INSTRUCTIONS FOR THE TASK:
The expected output is a verbatim reprint of the lines from the beginning of the data that follows through the line that contains "### Steps to reproduce".
╭─ STUDY MATERIAL
PR #2467, opened 2026-07-27
Keep Android bottom sheets above the software keyboard

### LINKED ISSUE #2466: bug: Android software keyboard covers bottom sheets (e.g. Add custom model)
### What's broken

On Android, bottom sheets with a text input don't move when the software keyboard opens, so the keyboard draws over the sheet. With the "Add custom model" sheet (fixed 40% height) the keyboard covers it completely — the Model ID field and the Cancel/Add buttons are hidden while typing.

Expected: the sheet lifts above the keyboard so the focused field stays visible.

### Steps to reproduce

1. Android app, connected to a daemon
2. Settings → Providers → open a provider (e.g. Claude) → "Add custom model"
3. Tap the Model ID field
4. The keyboard opens over the sheet; the input and both buttons are covered

### Where did this happen

Android app

### Paseo version

0.2.2 (release APK built from current `main`)

### OS version

Android, physical phone. The app runs edge-to-edge (`edgeToEdgeEnabled`), so the window doesn't resize for the IME on any Android version.

### Agent provider

Not relevant — the same thing happens in every sheet with a text input (add-custom-model, command center search, combobox search, context menu search).

### Screenshots or video

Before — keyboard fully covering the "Add custom model" sheet:

Image

Image

dwyanewang:
### Linked issue

Closes #2466

### Type of change

- [x] Bug fix
- [ ] Docs

### What does this PR do

On Android the app runs edge-to-edge (`edgeToEdgeEnabled: true` — the Expo 54 default, and effectively forced once targeting SDK 35 / Android 15), so the window no longer resizes when the software keyboard opens; the IME draws over the app. All four gorhom sheet call sites used `keyboardBehavior="extend"`, which on keyboard open only moves the sheet to its highest detent **without subtracting the keyboard height** — that only avoided the keyboard back when `adjustResize` shrank the window. Sheets with a single detent (e.g. "Add custom model", fixed at 40%) therefore don't move at all and end up fully covered.

Switches all four call sites (`adaptive-modal-sheet`, `command-center`, `context-menu`, `combobox`) to `keyboardBehavior="interactive"`, which positions the sheet at `highestDetent − keyboardHeight`, so the sheet's bottom tracks the top of the keyboard regardless of window resizing. `android_keyboardInputMode="adjustPan"` comes along because gorhom skips the interactive offset when it believes the window is `adjustResize` — an assumption edge-to-edge breaks. `keyboardBlurBehavior` is unchanged at each site.

### How did you verify it

Release APK (0.2.2) built from this branch, installed on a physical Android phone:

- Before the fix (screenshot in #2466): Add custom model → tap Model ID → the keyboard covers the whole sheet; typing is blind and Cancel/Add are unreachable without dismissing the keyboard.
- After the fix: the same flow lifts the sheet so its bottom sits on top of the keyboard; the field and both buttons stay visible while typing (screenshot below). Dismissing the keyboard returns the sheet to its 40% detent, and dragging the sheet while the keyboard is open doesn't jump.
- The other three call sites got the identical two-prop change; I haven't exercised each of them individually on device.
- iOS not tested (same two props; `interactive` is gorhom's documented behavior there too). Web/desktop unaffected — these props only respond to the native software keyboard.

`npm run typecheck`, `npm run lint`, `npm run format` all pass.

After — the sheet riding on top of the keyboard, input and buttons visible:

image

### Checklist

- [x] `npm run lint` passes
- [x] UI changes include screenshots or video for every affected platform (Android before/after attached; iOS not tested, stated above; web/desktop unaffected)
- [ ] Tests added or updated where it made sense (no keyboard-interaction test harness for sheets; prop-level change only)

### DIFF
--- a/packages/app/src/command-center/command-center.tsx
+++ b/packages/app/src/command-center/command-center.tsx
@@ -746,8 +746,9 @@ export function CommandCenter() {
         enablePanDownToClose
         backgroundStyle={styles.sheetBackground}
         handleIndicatorStyle={styles.sheetHandle}
-        keyboardBehavior="extend"
+        keyboardBehavior="interactive"
         keyboardBlurBehavior="restore"
+        android_keyboardInputMode="adjustPan"
         accessible={false}
       >
         <View style={[styles.bottomSheetHeader, styles.searchRow]} testID="command-center-header">
--- a/packages/app/src/components/adaptive-modal-sheet.tsx
+++ b/packages/app/src/components/adaptive-modal-sheet.tsx
@@ -644,8 +644,9 @@ export function AdaptiveModalSheet({
         enablePanDownToClose
         backgroundComponent={SheetBackground}
         handleIndicatorStyle={handleIndicatorStyle}
-        keyboardBehavior="extend"
+        keyboardBehavior="interactive"
         keyboardBlurBehavior="restore"
+        android_keyboardInputMode="adjustPan"
         accessible={false}
         presentation={presentation}
       >
--- a/packages/app/src/components/ui/combobox.tsx
+++ b/packages/app/src/components/ui/combobox.tsx
@@ -994,8 +994,9 @@ function MobileComboboxBody(props: MobileBodyProps): ReactElement {
       enablePanDownToClose
       backgroundComponent={ComboboxSheetBackground}
       handleIndicatorStyle={props.handleIndicatorStyle}
-      keyboardBehavior="extend"
+      keyboardBehavior="interactive"
       keyboardBlurBehavior="none"
+      android_keyboardInputMode="adjustPan"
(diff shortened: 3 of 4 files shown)


dwyanewang:
@boudra Rechecked this against current `main` (`3bca9b7a9`): the issue is still present upstream. All four native sheet call sites still used `keyboardBehavior="extend"` without `android_keyboardInputMode="adjustPan"`, so this fix is still needed.

I rebased the branch onto current `main`. The focused four-file diff is unchanged, and there are no additional `extend` call sites to cover.

Verification after rebase:
- `npm run format`
- `npm run build:server`
- `npm run typecheck`
- `npm run lint`

All passed.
╰─
SOLUTION:
PR #2467, opened 2026-07-27
Keep Android bottom sheets above the software keyboard

### LINKED ISSUE #2466: bug: Android software keyboard covers bottom sheets (e.g. Add custom model)
### What's broken

On Android, bottom sheets with a text input don't move when the software keyboard opens, so the keyboard draws over the sheet. With the "Add custom model" sheet (fixed 40% height) the keyboard covers it completely — the Model ID field and the Cancel/Add buttons are hidden while typing.

Expected: the sheet lifts above the keyboard so the focused field stays visible.

### Steps to reproduce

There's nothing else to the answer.